PR #10032, opened 2026-01-03
nohup: restrict nohup.out permissions to 0600

### LINKED ISSUE #10021: nohup creates world-readable output files
## Component
nohup

## Description

The uutils `nohup` creates `nohup.out` using default file creation permissions (i.e. `0666 &
~umask`). With a common umask like `022`, this results in `0644` (world-readable).

In contrast, GNU coreutils `nohup` is expected to create `nohup.out` as owner-only (typically `0600`) when it has to create the file.

This matters on multi-user systems where jobs might log sensitive data. Other users can read the file when they shouldn't be able to.

## Reproduction

```bash
# uutils nohup
umask 022
nohup sh -c 'echo secret_data' && sleep 1 && ls -l nohup.out
# -rw-r--r-- (0644)  # typical, depends on umask and directory permissions

# GNU nohup
umask 022
nohup sh -c 'echo secret_data' && sleep 1 && ls -l nohup.out
# -rw------- (0600)  # expected GNU behavior when creating nohup.out
```

aristarhoskal:
Fixes #10021

### DIFF
--- a/src/uu/nohup/src/nohup.rs
+++ b/src/uu/nohup/src/nohup.rs
@@ -63,6 +63,14 @@ fn failure_code() -> i32 {
     }
 }
 
+fn open_nohup_file(path: impl AsRef<Path>) -> std::io::Result<File> {
+    OpenOptions::new()
+        .create(true)
+        .append(true)
+        .mode(0o600)
+        .open(path)
+}
+
 #[uucore::main]
 pub fn uumain(args: impl uucore::Args) -> UResult<()> {
     let matches = uucore::clap_localization::handle_clap_result_with_exit_code(
@@ -137,11 +145,7 @@ fn replace_fds() -> UResult<()> {
 fn find_stdout() -> UResult<File> {
     let internal_failure_code = failure_code();
 
-    match OpenOptions::new()
-        .create(true)
-        .append(true)
-        .open(Path::new(NOHUP_OUT))
-    {
+    match open_nohup_file(NOHUP_OUT) {
         Ok(t) => {
             show_error!(
                 "{}",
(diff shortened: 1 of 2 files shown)


sylvestre:
Thanks

aristarhoskal:
I added two tests:

1. `test_nohup_output_permissions`: Verifies the standard output file has `0600` permissions.
2. `test_nohup_fallback_output_permissions`: Verifies the fallback file in `$HOME` also has `0600` permissions.

sylvestre:
Please run cargo fmt

src/uu/nohup/src/nohup.rs
```diff
@@ -156,7 +157,12 @@ fn find_stdout() -> UResult<File> {
             let mut homeout = PathBuf::from(home);
             homeout.push(NOHUP_OUT);
             let homeout_str = homeout.to_str().unwrap();
-            match OpenOptions::new().create(true).append(true).open(&homeout) {
+            match OpenOptions::new()
```
sylvestre: please create a function for OpenOptions::new()
as it is duplicated from line 140

sylvestre:
A test is missing

tests/by-util/test_nohup.rs
```diff
@@ -247,3 +247,97 @@ fn test_nohup_stderr_to_stdout() {
     assert!(content.contains("stdout message"));
     assert!(content.contains("stderr message"));
 }
+
+// Test nohup.out has 0600 permissions
```
ChrisDryden: The logic is right for the code change but these tests are too verbose and include a bunch of things that are unneccesary, the cfg block should just be unix and theres a bunch of test library helpers that can condense the size of the tests

oech3:
already fixed

cakebaker:

PR #10856, opened 2026-02-10
ptx: implement -t/--typeset-mode to change default width to 100

ChrisDryden:
This was a new flag added in GNU 9.10, this should address the failing `test/ptx` gnu test


cakebaker:
> Congrats! The gnu test tests/ptx/ptx is no longer failing!

Kudos, thanks!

*Action item:*
Could you please retype the lines from the start of the data through the line with "using default file", both included, and nothing else?

*Answer section:*
PR #10032, opened 2026-01-03
nohup: restrict nohup.out permissions to 0600

### LINKED ISSUE #10021: nohup creates world-readable output files
## Component
nohup

## Description

The uutils `nohup` creates `nohup.out` using default file creation permissions (i.e. `0666 &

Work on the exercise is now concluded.